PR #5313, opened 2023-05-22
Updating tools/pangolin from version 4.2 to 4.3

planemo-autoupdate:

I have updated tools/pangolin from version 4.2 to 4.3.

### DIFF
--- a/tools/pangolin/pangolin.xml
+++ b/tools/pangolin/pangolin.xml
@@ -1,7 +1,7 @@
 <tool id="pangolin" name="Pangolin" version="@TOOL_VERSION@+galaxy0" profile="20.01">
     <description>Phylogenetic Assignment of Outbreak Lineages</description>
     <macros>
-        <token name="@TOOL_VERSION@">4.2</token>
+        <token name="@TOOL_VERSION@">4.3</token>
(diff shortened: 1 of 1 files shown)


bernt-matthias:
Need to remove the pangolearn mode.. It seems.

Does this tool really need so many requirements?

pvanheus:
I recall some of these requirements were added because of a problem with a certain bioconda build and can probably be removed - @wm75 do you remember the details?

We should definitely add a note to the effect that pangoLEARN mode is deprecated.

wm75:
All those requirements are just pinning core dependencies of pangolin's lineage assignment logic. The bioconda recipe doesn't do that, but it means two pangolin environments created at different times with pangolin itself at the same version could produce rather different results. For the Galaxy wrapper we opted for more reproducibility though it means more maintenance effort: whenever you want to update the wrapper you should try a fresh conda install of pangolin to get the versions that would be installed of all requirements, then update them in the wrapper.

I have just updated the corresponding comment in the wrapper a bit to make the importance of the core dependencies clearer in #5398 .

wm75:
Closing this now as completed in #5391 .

○ ○ ○ ○ ○

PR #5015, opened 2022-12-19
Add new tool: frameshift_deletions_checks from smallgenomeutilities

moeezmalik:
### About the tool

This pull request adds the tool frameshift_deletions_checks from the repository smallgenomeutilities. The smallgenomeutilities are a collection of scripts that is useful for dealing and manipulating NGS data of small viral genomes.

○ ○ ○ ○ ○

* **Work instruction**
Find the lines above with the word "opened". Copy them out.

* **Answer below**
PR #5313, opened 2023-05-22
PR #5015, opened 2022-12-19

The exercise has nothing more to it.